While the goal is to boost understanding and trust in machine learning models, overly complex models might become hard to interpret, potentially undermining the core idea of verifiability. Striking this balance becomes crucial to ensure that the interpretability promised by verifiable models doesn't unintentionally compromise their accuracy or usefulness.

Another challenge relates to a potential trade-off between verifiability and the performance of machine learning models. Verifiable models might, in some cases, introduce a computational overhead due to extra processes for transparency and traceability. Balancing high-performance standards with achieving verifiability is an ongoing challenge that researchers and practitioners must address.

Looking to the future, ongoing research offers hope for overcoming these challenges and enhancing verifiable models. One avenue involves refining techniques for model distillation, where complex verifiable models can be transformed into simpler, more interpretable versions without sacrificing accuracy. This could tackle the challenge of interpretability by providing simplified representations of intricate models.
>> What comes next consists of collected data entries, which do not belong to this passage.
Issue #2284, opened 2024-10-01
Reduce noise from logged errors for bad user inputs


jpd236:
A few instances of bad user input cause client+server errors to be logged, which causes noise w/ BugSnag and notifications, and in some cases results in less clear user-facing errors. IMO, these would ideally be handled more gracefully to avoid the noise.

From our test run with GPH, I noticed the following:

- Invalid URL when creating puzzle (looks like there's some sort of regex powering this in the MongoDB schema)
- Puzzle title is empty when creating/updating puzzle
- Guess is empty when adding answer

PR #2749, opened 2026-01-30
Upgrade to Zod 4

ebroder:
This is still very much a work in progress, but I wanted to go ahead and push it up so it wasn't living exclusively in my head and on my computer.

Here's what I currently know to be broken on this branch, although at this point the brokenness is likely covering up additional issues:

- [x] Zod 4 + zod-to-mongo-schema don't currently support outputting schemas for `z.date()` or `z
  .instanceof(Uint8Array<ArrayBuffer>)` (which we use for BSON binary data). Like I say in the commit message below, we don't have any differentiated requirements around generating a MongoDB-compatible JSON schema from a Zod schema, so this *should* be a task that we can outsource to existing open-source software. I'm going to try and work with Zod and zod-to-mongo-schema upstreams to figure out how best to support this. It's possible that I will have to give up on my dream and re-implement schema generation in-house, but I don't want to do it just yet
  
  For the time being, I've worked around this by switching to a fork of zod-to-mongo-schema
- [x] The current approach for `Model.autoPopulatedFields()` runs into some issues invoking `Meteor.userId()` in contexts where a user ID isn't available, and calling `Meteor.userId()` outside of a method or publication throws an exception. (As an easy example, in `tests/unit/imports/server/Flags.ts` we provide a fake `createdBy` to try and side-step this, but `autoPopulatedFields` queries for a value unconditionally)
  
  I've fixed this by checking `DDP._Current{Method,Publication}Invocation` to make sure we're in a context where `Meteor.userId` should work.
- [x] We're hitting an assortment of issues with numeric types. Some of this is zod-to-mongo-schema attempting to be more specific about BSON "int" vs. "long" (instead of just using "number", which is mostly what we've done historically). Some of this is a Zod bug (it doesn't correctly conflict between minimum and exclusiveMinimum or maximum and exclusiveMaximum when encoding a draft-04 JSON schema)
- [x] Zod 4 does not emit a regex pattern in JSON Schema when encoding `z.string().url()`, which is a regression from our previous behavior. These patterns on Puzzle and Hunt are arguably load-bearing right now, since we don't do any other validation of user-provided URLs (other than ensuring that they're a string). This came up in #2284 and is maybe not ideal behavior, but we should probably tackle those orthogonally.
  
  I've fixed this by re-introducing our regex and attaching it to any `z.url()` fields.
- [x] The new approach to discriminated unions is buggy. The Zod 4 schema ends up with something like:
  
  ```
  allOf: [
    { oneOf: [... variants with {name, value} ...], additionalProperties: false },
    { properties: {createdAt, updatedAt, createdBy, updatedBy}, additionalProperties: false },
    { properties: {deleted}, additionalProperties: false },
    { properties: {_id}, additionalProperties: false }
  ]
  ```

  which is unsatisfiable, because each entry rejects every other.

Here's the commit message, which describes the approach:

> In truth, this is largely a ground-up reimplementation of our typed model layer that takes advantage of a few years of experience working with the original implementation. Upgrading to Zod 4 is *somewhat* orthogonal.
> 
> My primary goal with this upgrade was to take advantage of Zod 4's native support for JSON Schemas. There already exists a library (zod-to-mongo-schema) which can utilize Zod's native JSON Schema support to generate MongoDB-compatible JSON Schemas. Given that our needs here are fairly undifferentiated, it doesn't feel like there's significant benefit to maintaining this code ourselves. This allows us to clean up the old code to generate JSON Schemas.
> 
> As always, the most complex element of our typed model layer is handling fields which should be automatically populated. Our previous approach (documented in #1394) was powerful and flexible, but abusing Zod's input vs. output schemas and lying to the type system with transforms broke down with Zod's native JSON Schemas, which refuses to serialize transforms.
> 
> Instead of trying to modernize that approach, this commit uses two systems to track automated fields. Within the type system, we use Zod's branded types to mark fields which should be auto-populated (effectively as a boolean marker), which we can then use to filter auto-populated fields, making them optional at insertion-time. At runtime, we use schema metadata, which captures when a field should be populated (insert, update, or both) and what value should be used (which has been limited to the specific types of values we actually use).
> 
> (In bringing in branded types, we do return to our old friend of input/output schemas — auto-populated types are only branded on the input side, which is only used for computing the insert type, since we don't actually want nominal typing for our auto-populated fields.)
> 
> This has the effect of dropping support for arbitrary transformation functions. In practice, we were only using that function to apply the `answerify` transform to answer fields, but we had previously concluded that answers were already uppercased at input time. In exchange for dropping transforms, we no longer need to analyze the entire update operation to make sure transformations are applied properly, and can instead just rely on MongoDB to enforce that the result matches our schema. This in turn lets us remove a significant amount of code around updates (including the mechanisms around `relaxSchema` and `parseMongoModifierAsync`).
> 
> In addition to dropping support for transform functions, I also dropped support for the `bypassSchema` option for inserts, updates, and upserts. This wasn't a great abstraction, since it attempted to otherwise preserve the behavior of Meteor Collections' native methods, but had to do some extra work to do that. Instead, users can just reach for rawCollection. This only comes up in migration code anyway, which generally requires a fair amount of abstraction bypass regardless.
> 
> And finally, I pulled the code into imports/lib/typedModel, rather than leaving it strewn about with actual model declarations.

And in terms of review sequence, I'd recommend something like this:
1. `autoPopulate.ts`
2. `customTypes.ts`
3. `validateSchema.ts`
4. `Model.ts`
5. `SoftDeletedModel.ts`


ebroder:
Created https://github.com/colinhacks/zod/pull/5700 for the first of those issues.

ebroder:
I asked Claude to dump out the schemas and advertise the differences. Here's what it came up with:

## Schema Diff Report: Zod 3 (main) vs Zod 4

### Systematic Changes (all/most collections, superficial)

These appear across virtually every collection and are safe:

1. **`bsonType` → `type` for standard types**: `"string"`, `"object"`, `"array"`, `"bool"`→`"boolean"` all switch from MongoDB's `bsonType` to standard JSON Schema `type`. BSON-specific types (`"date"`, `"int"`, `"binData"`) are preserved. MongoDB accepts both.

2. **`deleted` field simplified**: `allOf: [{not: {bsonType: "null"}}, {bsonType: "bool"}]` → `{type: "boolean"}`. Semantically equivalent since `boolean` already excludes null. Same pattern applies to other defaulted fields (`openSignups`, `mailingLists` in `jr_hunts`).

3. **`deleted`, `updatedAt`, `tags`, `mailingLists`, `openSignups` now required**: Fields with `.default()` values are now listed as required. These will always be populated on insertion.

4. **Enum fields gain explicit `type: "string"`**: e.g. `{enum: ["audio","video"]}` → `{enum: ["audio","video"], type: "string"}`. More explicit but equivalent.

5. **`exclusiveMinimum: false` / `exclusiveMaximum: false` removed**: These were the default values and had no effect. Affects `jr_blobs.size`, `jr_guesses.confidence`/`direction`, `jr_puzzles.expectedAnswerCount`, and `port` fields.

6. **`anyOf` → `oneOf` for discriminated unions** (`jr_documents`, `jr_settings`): More correct for mutually exclusive variants. Equivalent in practice with single-value enum discriminators.

7. **Flatter `allOf` structure** (`jr_documents`, `jr_settings`): Zod 3 produced deeply nested `allOf` with `{}` placeholder properties; Zod 4 produces a cleaner flat structure. Semantically equivalent.

### Concerning Changes

#### `port` field lost `minimum: 0` (high risk)

**Affected**: `jr_mediasoup_monitor_connect_acks.port`, `jr_mediasoup_monitor_connect_requests.port`

| | main | zod-4 |
|---|---|---|
| Schema | `{minimum: 0, exclusiveMinimum: true, maximum: 65535, bsonType: "int"}` | `{exclusiveMinimum: true, maximum: 65535, bsonType: "int"}` |

In JSON Schema draft-04, `exclusiveMinimum` is a boolean modifier of `minimum`. Without `minimum`, `exclusiveMinimum: true` is meaningless — **the port > 0 constraint is lost**. This is the Zod `z.positive()` bug already reported upstream.

#### `answer`/`guess` fields gained constraints (medium risk)

**Affected**: `jr_puzzles.answers[]`, `jr_guesses.guess`, `jr_bookmark_notifications.answer`

| | main | zod-4 |
|---|---|---|
| Schema | `{bsonType: "string"}` | `{type: "string", minLength: 1, pattern: "^[^a-z]+$"}` |

The `answer` custom type likely uses a `.pipe()` that Zod 3's JSON Schema converter couldn't serialize but Zod 4's can. This is **more correct** (answers should be uppercase), but it's a real validation tightening. Existing documents with lowercase answers would fail validation on update.

#### Email regex changed (medium risk)

**Affected**: `users.emails[].address`, `jr_folder_perms.googleAccount`

| | main | zod-4 |
|---|---|---|
| Pattern | `` ^[a-zA-Z0-9.!#$%&'*+/=?^_`{⏐}~-]+@[a-zA-Z0-9](?:[a-zA-Z0-9-]{0,61}[a-zA-Z0-9])?(?:\.[a-zA-Z0-9](?:[a-zA-Z0-9-]{0,61}[a-zA-Z0-9])?)*$ `` | `^(?!\.)(?!.*\.\.)([A-Za-z0-9_'+\-\.]*)[A-Za-z0-9_+-]@([A-Za-z0-9][A-Za-z0-9\-]*\.)+[A-Za-z]{2,}$` |

Zod 4 ships a different `z.string().email()` regex. The new one disallows leading/consecutive dots, has a narrower local-part character set, and requires a TLD of 2+ chars. **Could reject previously-valid email addresses.**

#### URL patterns lost (low risk)

**Affected**: `jr_puzzles.url`, `jr_hunts.homepageUrl`, `jr_chatmessages`/`jr_chatnotifications` image child `url`

Zod 3 emitted a URL-matching regex from `z.string().url()`. Zod 4 emits no pattern — just `{type: "string"}`. This is a validation loosening (won't reject valid documents, but won't catch invalid URLs at the MongoDB level). Likely `z.toJSONSchema()` doesn't serialize URL checks.

#### UUID regex updated (low risk)

**Affected**: All UUID fields across mediasoup collections (`consumerId`, `producerId`, `routerId`, `transportId`)

| | main | zod-4 |
|---|---|---|
| Version digit | `[1-5]` | `[1-8]` |
| Variant nibble | unconstrained | `[89abAB]` |
| Max UUID | not allowed | allowed |

More permissive on version range (6-8), slightly more restrictive on variant nibble. All standard RFC 4122 UUIDs have variant bits in `[89abAB]`, so existing data should be fine.

### Summary

| Change | Risk | Action needed? |
|---|---|---|
| `bsonType` → `type` | None | No |
| `deleted`/`updatedAt`/`tags` etc. now required | None (have defaults) | No |
| `allOf[not null, bool]` → `boolean` | None | No |
| Enums gain `type: "string"` | None | No |
| `anyOf` → `oneOf` | None | No |
| Flatter `allOf` nesting | None | No |
| `exclusiveMinimum/Maximum: false` removed | None | No |
| UUID regex updated | Low | Monitor, likely fine |
| URL patterns lost | Low | Upstream: `z.toJSONSchema()` / `zod-to-mongo-schema` |
| Email regex changed | Medium | Verify existing emails pass new regex |
| `answer`/`guess` gained constraints | Medium | Correct behavior, but verify no lowercase data exists |
| `port` lost `minimum: 0` | **High** | Needs fix (Zod bug already reported) |

ebroder:
Couple of notes on that:

- The URL regex patterns on Puzzle and Hunt are arguably load-bearing right now, since we don't do any other validation of user-provided URLs (other than ensuring that they're a string). This came up in #2284 and is maybe not ideal behavior, but we should probably tackle those orthogonally.
- The new approach to discriminated unions is buggy. The Zod 4 schema ends up with something like:
  
  ```
  allOf: [
    { oneOf: [... variants with {name, value} ...], additionalProperties: false },
    { properties: {createdAt, updatedAt, createdBy, updatedBy}, additionalProperties: false },
    { properties: {deleted}, additionalProperties: false },
    { properties: {_id}, additionalProperties: false }
  ]
  ```

  which is unsatisfiable, because each entry rejects every other.

ebroder:
Opened https://github.com/colinhacks/zod/pull/5702 which I believe will fix the discriminated unions.

ebroder:
I've picked this back up again in an attempt to get it to the point that we can push it over the finish line. Here are changes since the last time the code was pushed up:

* Since Zod seems to have gone back into hibernation, instead of waiting for colinhacks/zod#5702 to land, instead add a `fixAllOfAdditionalProperties` wrapper function that post-processes Zod's JSON Schema. (Basically does the same thing that I did in the PR). Also add a test to validate the specific behavior we care about.
* Drop auto-generating an `_id` value in `autoPopulatedFields()`. This broke `upsert({_id: 'foo'}, [...])` because the `_id` value in `$setOnInsert` would conflict with the selector.
* Treat `update(..., {})` as a no-op modifier rather than a full document replacement, matching MongoDB's behavior
* If `autoPopulatedFields` leaves `$set` or `$setOnInsert` empty, clean it up (otherwise it's an error)
* Add the range restrictions on `portNumber` back, now that colinhacks/zod#5700 is merged and released
* Wrap default values in a lambda so that we don't capture them once and reuse the exact objects (i.e. don't recreate the Python problem)
* Make `validateSchema` more strict, since we changed `zodToMongoSchema` to be less strict
* Update `InsertModelType` to do more :sparkles:TypeScript magic:sparkles: and correctly distribute over unions, rather than collapsing unions down to a common type.

Pushing this up now, but I'm going to do another attempt at getting a comparable schema dump, this time by trying to do some harmonization transforms on both the old and new schemas so that they hopefully can be compared more directly; will post that once I have it.

ebroder:
OK. I've looked through the comparator that Claude wrote and I think I'm mostly satisfied that it's comparing the right things. Here's the set of canonicalizations that it's running both the old and new schemas through:

* Type unification: Collapse `bsonType` vs. `type` into a single field, and unify type names (e.g. `boolean` vs. `bool`). Also remove the `type: "string"` that the new generator emits for enums (it's inferred if absent)
* Normalize discriminated unions: Zod 4 emits discriminated unions using `oneOf`; the old code used `anyOf`. These only differ in behavior if an object can match more than one, which isn't possible with a discriminated union. Detect discriminated unions and rewrite their `oneOf` to `anyOf` for compatibility
* Unwrap default not-null handling: The old generator wrapped fields with defaults in an`allOf: [{not: {null}}, inner]` structure, I suspect in a failed attempt to mark them as required, but which was actually meaningless and absent from the Zod 4 schema, so unwrap that
* Flatten regex patterns: The old generator would use `allOf: [{pattern}]` to apply constraints; pull those up to the top of the field definition
* Flatten intersections: The old code would generate complex trees to represent various intersection types; Zod 4 flattens them where possible, so we need to flatten them too.
* Cleanup defaults: The old generator always emits `exclusiveMinimum` or `exclusiveMaximum`, but those both default to `false` and are excluded in the new code
* Sort arrays of required keys, object keys

And after doing all of that, here were the residual differences:

* Fields with a default value are now required; previously they were optional. (Discussed in the commit message)
* `answer` fields gained `pattern: "^[^a-z]+$"` — `jr_guesses.guess`, `jr_puzzles.answers[]`, `jr_bookmark_notifications.answer`. Intentional change, discussed in the commit message as a replacement for the old transformation approach. I've confirmed that our prod database is clean, and done a historical code audit to conclude that it shouldn't have ever been possible to insert records that didn't match this.
* Email regex got stricter. I stole the old regex from Stack Overflow or something; Zod 4 embeds a new one. It's somewhat stricter: it rejects leading/doubled dots and some other symbols in the local part, single-label domains (a@b), and domains whose TLD label isn't purely alphabetic, which includes punycode TLDs like xn--p1ai.
* UUID regex changed. Same deal - old regex I copy-pasted from somewhere; new one is Zod-embedded. It is more generous on UUID versions (supports v1-8 and a few other misc values) but less generous on variants (old accepted any variant, new requires a valid variant). Mediasoup generates valid v4 UUIDs so this should be harmless.
* `homepageUrl` on `Hunts` used to be `minLength: 1` and no longer is. This is fine because the URL regex won't accept an empty string.
* `jr_merge_operations.participants`: Zod 4 doesn't set `additionalItems: false` on tuples, so the schema would have accepted an array longer than the spec. This is arguably an upstream Zod bug, but it's also pretty harmless here since we don't read back the `participants` field, we just use it for the unique index. Still, as a safety net, I added `minItems: 2, maxItems: 2` as an override.

I'm mostly comfortable with all of these. I could be convinced that the email regex is concerning and we should widen that. (Maybe that's a question for @welkin25 to see if rejecting Punycode TLDs is likely to be a problem for i18n/l10n reasons?)

If you want to poke at the raw data and compare the schemas yourself:
* [schemas-main.json](https://github.com/user-attachments/files/30208562/schemas-main.json)
* [schemas-zod4.json](https://github.com/user-attachments/files/30208945/schemas-zod4.json)

zarvox (approved):
I read through the resulting JSON schemas (and I'd read through diff this the first time), and I poked around at a couple things and they all seemed to work as expected, so if you're happy with this now, I am too

welkin25:
Can't speak for others but I've never seen non-alpha email TLDs on our team (or anyone else for that matter) so this won't be a problem!

ebroder:
Three quick changes before merging:
- The URL regex was too strict. It didn't matter before because it wasn't anchored on `^` and `$` and it matched enough of a URL to be fine. But we need the anchors to replace validation we were previously getting from Zod's native URL validation, and that exposed that it didn't accept a bunch of valid URLs
- `z.ZodType<Solvedness>` got inferred as an input type of `unknown` and effectively loosened the type, so use `satisfies` instead of a cast
- `fixAllOfAdditionalProperties` (and the upstream fix I proposed) had an issue with nested `allOf` -> `anyOf` schemas, where it would effectively widen what was supposed to be a disjoint union.

But I think otherwise this should be ready to go.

Advancements in explainable AI (XAI) and interpretable machine learning are crucial for the future of verifiable machine intelligence. As research progresses, models will likely become inherently more interpretable without losing complexity, mitigating the trade-off between verifiability and performance.

Techniques offering detailed insights into the decision-making processes of machine learning models are essential to ensure transparency is not just a checkbox but a meaningful aspect of verifiable models.
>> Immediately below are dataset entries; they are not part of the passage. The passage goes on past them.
PR #2752, opened 2026-02-01
Update top-level documentation files

ebroder:
Easy stuff first: update the README.md to reflect the last (*checks notes*) 6 years of changes. It hasn't seen meaningful updates since 2020. This includes discussion of new features, like audio/video calls, dingwords, dark mode, and internationalization.

Also update DEVELOPMENT.md to not throw as much shade at us (we're not on Meteor 2 or Node 16 anymore!). I also opted to split DEVELOPMENT.md into a DEVELOPMENT.md and a DEPLOYMENT.md, since much of the content felt disconnected from *development* of the app.

But IMO the best part of this is the screenshots in the README file, which were about as stale as the README file itself. I've added a new script that can generate all of the screenshots in the README file using a temporary clean setup of Jolly Roger and Playwright. In order to show off our dark-mode support, it takes these screenshots in both light and dark mode, and in the README file, we use `<picture>` tags to automatically swap out the screenshots to match your system's current display mode. (This uses a technique [originally documented by GitHub](https://github.blog/developer-skills/github/how-to-make-your-images-in-markdown-on-github-adjust-for-dark-mode-and-light-mode/)).

I mostly assume that this script will not hold up against the second law of thermodynamics and will degrade over time. We could protect against that drift by integrating it into our CI process, but that seems heavyweight and not especially useful (and would probably add a good 30-60 seconds to CI time). I think that's OK - when we want to update the screenshots again in the future, I'm hoping it won't be a ton of work to update the script to start working again.


imports/ScreenshotFixture.ts
```diff
@@ -0,0 +1,44 @@
+// Users
+
+export const PRIMARY_USER = {
+  email: "drew@deathandmayhem.com",
+  password: "screenshots-password",
+  displayName: "Drew",
```
zarvox: Honored to be the primary user 🙂

zarvox:
Did...did we regress font loading, or is it just a matter of not waiting long enough for the browser to finish loading the font before taking the screenshot?  I'm looking at the onion skins of https://github.com/deathandmayhem/jolly-roger/compare/07f6e9ff19c8b0c8cfa896193aa67b1652268edc..38bf27c1656e553da83fc20f3e4bb491d6daa420 and seeing a lot of places where the type is now different and (because it's less horizontally compact) we now overflow into a second row in a bunch of places.  The guess queue is particularly noticeable, but dingwords also show a difference in type, and the puzzle list's horizontal packing is nontrivially affected by the font metrics.

Oh, and the puzzle page seems to have not loaded the Sheet.

The diff also includes that running the script at a two-digit hour changes what we see for timestamps, but I think that's reasonable.

ebroder:
Unfortunately, GitHub is pretty restrictive in how it's willing to render mp4s in Markdown files. They specifically have to be served off of githubusercontent (i.e. uploaded through drag-and-drop on the web interface); you can't reference them from within a repository like you can with images.

We could theoretically use webp, which seems like it is supposed to be more efficient than animated GIFs, but in practice all of the files I've been able to generate have been at least 3x the size of the GIFs.

README.md
```diff
@@ -27,23 +57,66 @@ show their name, rather than "Anonymous Animal".
...
-losing relevant discussion to 10000-message retention limits in the middle
-of the Hunt. Supports basic formatting -- bulleted lists, \_italics\_,
-\*bold\*, \`monospace\`, and \`\`\`code blocks\`\`\`.
+losing relevant discussion from last year to a paid service's retention limits.
+
+Chat supports rich text editing, including bulleted lists, \_italics\_,
+\*bold\*, \`monospace\`, \`\`\`code blocks\`\`\`, and @-mentions with formatting
+previews. You can also upload images directly into chat.
+
+We work hard to make sure that chat activity is visible whenever there is
```
jimsug: > We work hard to make sure chat activity is visible whenever there is activity

looks like a typo, even though I suspect it may not be? Could be worth rewording to "the puzzle chat" or "chat section" or similar, but might be nitpicking.

ebroder:
Grump. Yeah I guess they're just using a different sanitizer for mobile rendering. I'll add a separate link so that something shows up

PR #2754, opened 2026-02-01
Work around issue with device selection

ebroder:
Strangely, getUserMedia doesn't seem to always respect the provided deviceId unless it's constrained with the "exact" keyword. In particular, I regularly observed that even with a valid deviceId, Chrome would sometimes prefer the *first* available audio input device (which, annoyingly, happened to be my iPhone in Continuity Camera mode).

So instead, require the exact deviceId, and since it's possible that device is no longer available, fall back to the "default" device (which should match the OS default) before aborting.


ebroder:
(Also for what it's worth, I bet that in the year 2026 we could drop the WebKit vendor prefix fallback too, although I didn't do it here)

PR #2774, opened 2026-02-10
Add job queue with Discord role sync as first job

ebroder:
> Add job queue with Discord role sync as first job
> 
> Introduce a general-purpose job queue backed by MongoDB:
> - Jobs model with TTL index for automatic cleanup
> - TypedJob for type-safe job definitions with Zod validation
>   - Args schema constrained to records at the type level
>   - Optional result schema with setResult callback for
>     incremental progress updates
> - Job worker with atomic claiming, retry with backoff, and
>   graceful shutdown
> - Dead server cleanup via existing garbage-collection hooks
> 
> Framework code lives in imports/server/jobs/framework/,
> with concrete job implementations alongside in
> imports/server/jobs/.
> 
> Migrate Discord role sync from inline execution in
> addUsersToDiscordRole to a queued job, preserving the same
> logic and rate limiting.
> 
> Add admin-only publication for job monitoring.

This is a sort of proof-of-concept for something I've been thinking about for a while, because I think it's well-suited to a class of problems we have. Specifically: stuff that is potentially long-running that wants to support retries and some vague notion of feedback.

This PR starts by converting the Discord role sync operation, mostly because it's relatively straightforward, but I have some specific use cases where I think it will actually be potentially higher leverage:

* Bulk invitations for users. (The `setResult` mechanism lets us deliver feedback, including incrementally, which gives us an angle on #549)
* Cleaning up the createdBy/updatedBy fields on existing records when we are merging users in #296

Plus potentially some other cases where we are currently blocking UI on slow external APIs (e.g. copying Google Sheets tabs when we delete a puzzle) and some miscellaneous functions that are currently slow and blocking (e.g. the `configureOrganizeGoogleDrive` method)

(For the record, I am aware that I am basically reinventing Monster. But Monster was good!)


imports/server/jobs/framework/jobWorker.ts
```diff
@@ -0,0 +1,185 @@
...
+      },
+      $unset: { claimedBy: "", claimedAt: "" },
+    });
+    return;
+  }
+
+  const runHandler = () => entry.handler.run(job.args, signal);
+  try {
+    await (job.createdBy
+      ? DDP._CurrentInvocation.withValue({ userId: job.createdBy }, runHandler)
```
zarvox: Ah, propagating the user context forward from whatever triggered the job.  I like it.

PR #2776, opened 2026-02-11
Add multi-email support for user accounts

ebroder:
## Motivation

This is groundwork toward #296 (merging accounts). The issue describes a common problem: users sign up multiple times with different email addresses, creating duplicate accounts. To merge those accounts, we need the ability to associate multiple emails with a single user — which Meteor supports natively but we've never used.

This PR adds the infrastructure for managing multiple emails on a single account: adding, removing, verifying, and reordering (make primary). It doesn't yet implement the actual account merge flow, but once this lands, merging two accounts becomes: move emails from account B to account A, then reassign (or tombstone) account B's historical data.

## What's here

1. **`primaryEmail()` utility** — replaces all `emails[0]` accesses with a shared helper, so the rest of the codebase doesn't need to know about the emails array structure.

2. **Server methods** — `addUserAccountEmail`, `removeUserAccountEmail`, `makeUserEmailPrimary`, `sendUserVerificationEmail`. The remove method uses an atomic MongoDB update to enforce preconditions (not primary, not last email) without races. The make-primary method uses optimistic concurrency control to detect concurrent modifications.

3. **Email verification infrastructure** — Configures `Accounts.urls.verifyEmail` to generate proper verification URLs, adds a `/verify-email/:token` route and `VerifyEmailPage` component.

4. **OwnProfilePage UI** — Replaces the single disabled email field with a full email management section (add, remove, make primary, resend verification).

5. **Publication privacy** — Other users only see your primary email via `allProfiles`, `huntProfiles`, and `profile` publications. Your full email list is only visible to yourself.

6. **Acceptance tests** — Tests for add, remove, make-primary, error paths (unverified primary, remove primary), and publication privacy.

## Review notes

- The `removeUserAccountEmail` method does a single atomic `updateAsync` with all preconditions in the query filter, then re-reads to produce a specific error message only on failure. This avoids TOCTOU races between concurrent callers.
- `makeUserEmailPrimary` takes a different approach (read-then-write with optimistic concurrency) because reordering the array can't easily be expressed as a single atomic MongoDB operation.
- `addUserAccountEmail` automatically sends a verification email. The UI also has a "resend" button.
- The `filterToPrimaryEmail` transform in publications slices `emails` to just index 0 for other users. The logged-in user's own document is not filtered (Meteor always publishes the full user doc to the owning client via `autopublish` / the login system).

### DIFF
--- a/imports/server/checkVerificationEmailCooldown.ts
+++ b/imports/server/checkVerificationEmailCooldown.ts
@@ -1,0 +1,32 @@
+import { Meteor } from "meteor/meteor";
+import MeteorUsers from "../lib/models/MeteorUsers";
+
+const COOLDOWN_MS = 60_000;
+
+export default async function checkVerificationEmailCooldown(
+  userId: string,
+): Promise<void> {
+  const user = await MeteorUsers.findOneAsync(userId, {
+    fields: { "services.email.verificationTokens": 1 },
+  });
+
+  const tokens = user?.services?.email?.verificationTokens;
+  if (!tokens || tokens.length === 0) {
+    return;
+  }
+
+  let mostRecent = 0;
+  for (const token of tokens) {
+    const when = token.when.getTime();
+    if (when > mostRecent) {
+      mostRecent = when;
+    }
+  }
+
+  if (Date.now() - mostRecent < COOLDOWN_MS) {
+    throw new Meteor.Error(
+      429,
+      "Please wait before requesting another verification email",
+    );
+  }
+}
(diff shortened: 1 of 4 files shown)


imports/client/components/VerifyEmailPage.tsx
```diff
@@ -0,0 +1,42 @@
...
+      } else {
+        navigate("/", { replace: true });
+      }
+    });
+  }, [token, navigate]);
+
+  if (error) {
+    return (
+      <Container>
+        <Alert variant="danger">Email verification failed: {error}</Alert>
```
zarvox: Translation for the message?

zarvox (approved):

Additionally, the integration of privacy-preserving technologies is a significant future development. While verifiable machine intelligence stresses transparency, it must also coexist with the need to protect sensitive information. Research into techniques like federated learning and homomorphic encryption can contribute to developing verifiable models that respect privacy, ensuring transparency and security can go hand in hand.

In conclusion, the challenges faced by verifiable machine intelligence are not insurmountable. Ongoing research indicates a promising trajectory for future developments. Balancing transparency and complexity, addressing performance concerns, and advancing interpretability are critical areas for research and innovation. As the field matures, the evolution of verifiable models will likely bring solutions that not only overcome existing challenges but also set new standards for accountable, reliable, and interpretable machine intelligence.